= PROBLEM REQUIREMENTS =
Copy the data exactly, keeping every line intact.
□ □ □ □ □
PR #7783, opened 2025-12-16
Fix links to blog posts about `dplyr` releases

etiennebacher:
Those links were giving 404.


etiennebacher:
And just in case it helps, I use [lychee](https://github.com/lycheeverse/lychee) in a few projects to check for dead links. It's a bit flaky sometimes, but it runs in ~5 seconds in CI.

PR #7809, opened 2026-02-11
Make dplyr tests more robust to randomness

DavisVaughan:
There was an issue where if you run `devtools::test()` interactively twice in a row, then it would consistently fail on this test:

```r
Error ([test-count-tally.R:85:3](vscode-file://vscode-app/Applications/Positron.app/Contents/Resources/app/out/vs/code/electron-browser/workbench/workbench.html#)): works with dbplyr
Error in `db_copy_to(dest$con, name, df, overwrite = overwrite, types = types, temporary = temporary, unique_indexes = unique_indexes, indexes = indexes, analyze = analyze, in_transaction = in_transaction, ...)`: Can't copy data to table `dbplyr_4NRy23f5MY`.
Caused by error in `dplyr::db_write_table()`:
! Can't write table table `dbplyr_4NRy23f5MY`.
Caused by error:
! Table `dbplyr_4NRy23f5MY` exists in database, and both overwrite and append are FALSE
```

Turns out that we were fixing the seed on each test run via a test in `test-across.R`, which called `set.seed()`, so dbplyr's random table names weren't actually all that random!

- Remove `set.seed()` usage in `test-across.R`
□ □ □ □ □
= RESPONSE AREA =
PR #7783, opened 2025-12-16
Fix links to blog posts about `dplyr` releases

etiennebacher:
Those links were giving 404.


etiennebacher:
And just in case it helps, I use [lychee](https://github.com/lycheeverse/lychee) in a few projects to check for dead links. It's a bit flaky sometimes, but it runs in ~5 seconds in CI.

PR #7809, opened 2026-02-11
Make dplyr tests more robust to randomness

DavisVaughan:
There was an issue where if you run `devtools::test()` interactively twice in a row, then it would consistently fail on this test:

```r
Error ([test-count-tally.R:85:3](vscode-file://vscode-app/Applications/Positron.app/Contents/Resources/app/out/vs/code/electron-browser/workbench/workbench.html#)): works with dbplyr
Error in `db_copy_to(dest$con, name, df, overwrite = overwrite, types = types, temporary = temporary, unique_indexes = unique_indexes, indexes = indexes, analyze = analyze, in_transaction = in_transaction, ...)`: Can't copy data to table `dbplyr_4NRy23f5MY`.
Caused by error in `dplyr::db_write_table()`:
! Can't write table table `dbplyr_4NRy23f5MY`.
Caused by error:
! Table `dbplyr_4NRy23f5MY` exists in database, and both overwrite and append are FALSE
```

Turns out that we were fixing the seed on each test run via a test in `test-across.R`, which called `set.seed()`, so dbplyr's random table names weren't actually all that random!

- Remove `set.seed()` usage in `test-across.R`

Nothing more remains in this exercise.